=== Task directions ===
Please count the lines in the data below that hold "good" and answer with the number by itself.

[Dataset entries]
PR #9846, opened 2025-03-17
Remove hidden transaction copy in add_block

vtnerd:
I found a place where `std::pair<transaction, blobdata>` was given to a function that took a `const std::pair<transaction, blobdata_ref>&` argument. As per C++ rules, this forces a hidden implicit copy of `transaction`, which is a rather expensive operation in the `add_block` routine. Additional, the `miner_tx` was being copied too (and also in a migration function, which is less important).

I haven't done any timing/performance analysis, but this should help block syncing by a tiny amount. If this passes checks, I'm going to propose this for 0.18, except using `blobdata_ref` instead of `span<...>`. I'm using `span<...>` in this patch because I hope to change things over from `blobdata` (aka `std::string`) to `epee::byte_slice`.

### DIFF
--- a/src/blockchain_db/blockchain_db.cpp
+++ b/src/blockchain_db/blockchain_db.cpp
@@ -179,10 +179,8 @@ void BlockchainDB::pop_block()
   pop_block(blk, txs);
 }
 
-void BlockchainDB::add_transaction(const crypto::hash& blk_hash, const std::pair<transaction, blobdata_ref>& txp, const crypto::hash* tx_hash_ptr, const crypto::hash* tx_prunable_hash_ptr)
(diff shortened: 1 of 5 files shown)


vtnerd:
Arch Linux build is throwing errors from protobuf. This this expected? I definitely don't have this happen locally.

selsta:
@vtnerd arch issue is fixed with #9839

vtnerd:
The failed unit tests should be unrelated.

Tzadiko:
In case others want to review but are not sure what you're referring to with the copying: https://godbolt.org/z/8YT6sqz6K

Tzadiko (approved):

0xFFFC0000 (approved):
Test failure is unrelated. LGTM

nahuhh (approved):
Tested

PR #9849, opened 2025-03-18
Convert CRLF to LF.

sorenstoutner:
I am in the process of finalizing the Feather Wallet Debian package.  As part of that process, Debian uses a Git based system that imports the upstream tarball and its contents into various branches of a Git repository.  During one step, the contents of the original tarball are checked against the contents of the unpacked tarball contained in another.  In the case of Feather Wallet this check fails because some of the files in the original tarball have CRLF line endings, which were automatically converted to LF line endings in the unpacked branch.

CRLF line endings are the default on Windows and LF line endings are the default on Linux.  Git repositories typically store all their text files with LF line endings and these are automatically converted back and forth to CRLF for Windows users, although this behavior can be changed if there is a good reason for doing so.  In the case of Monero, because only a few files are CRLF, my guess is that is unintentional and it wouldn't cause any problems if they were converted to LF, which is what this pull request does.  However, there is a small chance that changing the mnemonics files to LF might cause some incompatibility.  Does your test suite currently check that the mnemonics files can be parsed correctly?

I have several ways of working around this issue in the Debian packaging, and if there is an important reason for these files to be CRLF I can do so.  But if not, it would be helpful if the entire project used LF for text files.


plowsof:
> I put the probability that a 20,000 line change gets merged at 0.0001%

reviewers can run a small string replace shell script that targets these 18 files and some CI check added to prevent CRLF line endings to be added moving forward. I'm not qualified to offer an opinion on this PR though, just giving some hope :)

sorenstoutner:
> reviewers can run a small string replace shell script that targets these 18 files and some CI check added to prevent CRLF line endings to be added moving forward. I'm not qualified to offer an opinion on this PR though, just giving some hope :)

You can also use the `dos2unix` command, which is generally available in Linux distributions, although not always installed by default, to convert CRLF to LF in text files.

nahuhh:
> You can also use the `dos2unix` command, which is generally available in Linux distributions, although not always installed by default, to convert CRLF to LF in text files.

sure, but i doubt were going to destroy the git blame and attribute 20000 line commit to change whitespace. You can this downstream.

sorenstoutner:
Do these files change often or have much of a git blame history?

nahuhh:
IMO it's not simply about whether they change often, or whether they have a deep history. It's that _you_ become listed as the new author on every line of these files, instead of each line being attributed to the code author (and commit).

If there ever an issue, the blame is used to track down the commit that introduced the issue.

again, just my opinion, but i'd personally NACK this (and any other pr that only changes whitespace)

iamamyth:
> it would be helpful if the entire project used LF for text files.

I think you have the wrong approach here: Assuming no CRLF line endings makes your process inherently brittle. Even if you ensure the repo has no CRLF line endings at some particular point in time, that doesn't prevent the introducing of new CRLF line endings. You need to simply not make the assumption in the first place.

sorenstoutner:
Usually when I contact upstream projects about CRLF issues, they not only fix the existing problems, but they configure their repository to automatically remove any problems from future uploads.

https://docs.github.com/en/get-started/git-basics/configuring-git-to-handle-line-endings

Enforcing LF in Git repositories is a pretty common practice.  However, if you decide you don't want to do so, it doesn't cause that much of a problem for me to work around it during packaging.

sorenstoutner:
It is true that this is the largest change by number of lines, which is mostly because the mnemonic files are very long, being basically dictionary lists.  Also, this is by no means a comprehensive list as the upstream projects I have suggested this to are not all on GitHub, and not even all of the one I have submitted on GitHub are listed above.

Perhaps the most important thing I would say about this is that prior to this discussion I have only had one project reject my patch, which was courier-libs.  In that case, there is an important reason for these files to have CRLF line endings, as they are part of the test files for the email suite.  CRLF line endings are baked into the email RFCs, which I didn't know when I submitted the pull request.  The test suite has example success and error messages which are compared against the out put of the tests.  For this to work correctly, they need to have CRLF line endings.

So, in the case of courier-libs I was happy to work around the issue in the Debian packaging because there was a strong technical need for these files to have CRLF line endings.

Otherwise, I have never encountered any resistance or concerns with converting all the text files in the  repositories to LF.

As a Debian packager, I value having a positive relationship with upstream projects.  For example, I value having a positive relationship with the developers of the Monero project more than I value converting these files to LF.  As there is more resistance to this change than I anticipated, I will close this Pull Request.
---
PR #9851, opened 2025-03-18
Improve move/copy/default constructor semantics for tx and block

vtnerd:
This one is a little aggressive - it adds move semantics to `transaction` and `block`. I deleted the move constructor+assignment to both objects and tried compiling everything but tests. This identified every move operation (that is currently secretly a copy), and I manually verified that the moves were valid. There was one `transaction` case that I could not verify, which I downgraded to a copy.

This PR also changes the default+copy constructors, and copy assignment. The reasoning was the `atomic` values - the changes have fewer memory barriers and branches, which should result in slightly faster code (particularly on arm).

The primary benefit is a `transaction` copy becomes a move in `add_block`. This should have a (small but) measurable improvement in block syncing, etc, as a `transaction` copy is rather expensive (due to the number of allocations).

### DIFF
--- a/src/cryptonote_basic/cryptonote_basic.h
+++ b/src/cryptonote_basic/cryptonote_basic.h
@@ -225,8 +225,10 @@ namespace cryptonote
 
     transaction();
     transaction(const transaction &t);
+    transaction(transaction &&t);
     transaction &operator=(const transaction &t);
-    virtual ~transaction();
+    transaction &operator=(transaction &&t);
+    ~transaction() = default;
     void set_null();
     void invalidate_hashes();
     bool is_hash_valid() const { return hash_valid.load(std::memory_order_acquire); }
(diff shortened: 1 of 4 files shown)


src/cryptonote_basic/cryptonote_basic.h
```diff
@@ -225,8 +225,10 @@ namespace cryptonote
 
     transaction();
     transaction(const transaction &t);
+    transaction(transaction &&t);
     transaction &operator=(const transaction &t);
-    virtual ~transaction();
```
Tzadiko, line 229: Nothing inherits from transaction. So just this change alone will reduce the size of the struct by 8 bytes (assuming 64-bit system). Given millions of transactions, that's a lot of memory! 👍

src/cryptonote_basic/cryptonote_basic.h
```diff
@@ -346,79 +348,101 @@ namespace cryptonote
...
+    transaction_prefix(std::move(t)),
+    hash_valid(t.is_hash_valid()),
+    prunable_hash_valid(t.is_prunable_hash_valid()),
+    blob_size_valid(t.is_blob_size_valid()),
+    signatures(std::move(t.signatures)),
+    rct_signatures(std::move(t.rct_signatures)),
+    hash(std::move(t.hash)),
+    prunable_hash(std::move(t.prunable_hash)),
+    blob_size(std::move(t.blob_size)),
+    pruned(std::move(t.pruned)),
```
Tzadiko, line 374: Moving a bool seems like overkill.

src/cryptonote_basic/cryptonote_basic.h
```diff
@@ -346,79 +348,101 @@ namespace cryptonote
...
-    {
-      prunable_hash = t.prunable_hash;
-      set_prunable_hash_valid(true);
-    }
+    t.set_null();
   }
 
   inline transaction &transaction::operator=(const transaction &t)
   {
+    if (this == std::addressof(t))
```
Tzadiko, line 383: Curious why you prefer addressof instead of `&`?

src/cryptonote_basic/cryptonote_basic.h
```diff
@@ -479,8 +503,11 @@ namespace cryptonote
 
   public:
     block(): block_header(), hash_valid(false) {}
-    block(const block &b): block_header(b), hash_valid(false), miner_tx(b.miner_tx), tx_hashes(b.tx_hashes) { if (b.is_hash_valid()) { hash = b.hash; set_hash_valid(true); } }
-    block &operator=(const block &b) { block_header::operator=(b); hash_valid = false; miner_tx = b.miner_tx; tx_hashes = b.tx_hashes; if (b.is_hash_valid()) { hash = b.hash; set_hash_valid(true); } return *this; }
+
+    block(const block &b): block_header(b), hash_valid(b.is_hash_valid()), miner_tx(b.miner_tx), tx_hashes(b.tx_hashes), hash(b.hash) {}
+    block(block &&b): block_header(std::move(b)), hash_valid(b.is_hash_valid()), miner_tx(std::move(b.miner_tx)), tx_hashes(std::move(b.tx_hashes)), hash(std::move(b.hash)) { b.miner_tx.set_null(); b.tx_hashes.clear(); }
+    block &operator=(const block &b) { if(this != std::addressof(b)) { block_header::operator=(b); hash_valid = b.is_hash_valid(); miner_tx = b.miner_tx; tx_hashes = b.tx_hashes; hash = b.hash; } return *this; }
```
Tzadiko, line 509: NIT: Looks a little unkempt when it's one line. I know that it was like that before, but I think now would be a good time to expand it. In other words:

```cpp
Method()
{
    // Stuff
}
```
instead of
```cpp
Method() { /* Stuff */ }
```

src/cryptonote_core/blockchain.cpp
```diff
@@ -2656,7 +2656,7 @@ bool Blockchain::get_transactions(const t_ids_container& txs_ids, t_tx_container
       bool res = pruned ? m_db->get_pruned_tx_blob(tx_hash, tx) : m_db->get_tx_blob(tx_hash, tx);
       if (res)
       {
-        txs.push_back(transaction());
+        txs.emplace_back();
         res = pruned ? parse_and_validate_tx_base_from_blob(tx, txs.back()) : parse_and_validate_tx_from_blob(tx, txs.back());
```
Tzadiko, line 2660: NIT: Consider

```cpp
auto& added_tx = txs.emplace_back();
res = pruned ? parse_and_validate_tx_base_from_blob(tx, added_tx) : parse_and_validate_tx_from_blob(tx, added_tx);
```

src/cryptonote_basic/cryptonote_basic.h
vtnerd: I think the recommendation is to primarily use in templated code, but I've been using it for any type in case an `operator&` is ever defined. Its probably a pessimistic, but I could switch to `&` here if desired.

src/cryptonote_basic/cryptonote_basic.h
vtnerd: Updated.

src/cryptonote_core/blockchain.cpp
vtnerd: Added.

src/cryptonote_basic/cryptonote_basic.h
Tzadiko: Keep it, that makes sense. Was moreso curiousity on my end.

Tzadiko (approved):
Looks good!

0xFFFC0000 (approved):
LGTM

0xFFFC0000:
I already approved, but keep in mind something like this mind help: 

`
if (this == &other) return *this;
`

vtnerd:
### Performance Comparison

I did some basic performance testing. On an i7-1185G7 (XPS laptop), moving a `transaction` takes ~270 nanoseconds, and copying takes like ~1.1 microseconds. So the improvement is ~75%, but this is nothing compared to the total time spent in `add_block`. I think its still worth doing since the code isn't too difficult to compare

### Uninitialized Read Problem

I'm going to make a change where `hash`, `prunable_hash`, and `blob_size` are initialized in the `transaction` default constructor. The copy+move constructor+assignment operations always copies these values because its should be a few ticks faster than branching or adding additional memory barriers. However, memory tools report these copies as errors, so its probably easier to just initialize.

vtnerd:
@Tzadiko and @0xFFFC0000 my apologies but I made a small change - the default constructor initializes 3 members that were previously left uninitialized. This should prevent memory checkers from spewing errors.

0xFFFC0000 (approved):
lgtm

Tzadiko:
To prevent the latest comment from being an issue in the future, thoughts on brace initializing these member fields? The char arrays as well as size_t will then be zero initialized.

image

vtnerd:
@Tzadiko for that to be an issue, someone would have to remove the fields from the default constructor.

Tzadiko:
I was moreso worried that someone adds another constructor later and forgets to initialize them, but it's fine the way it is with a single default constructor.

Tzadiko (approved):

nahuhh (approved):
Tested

=== Answer box ===
3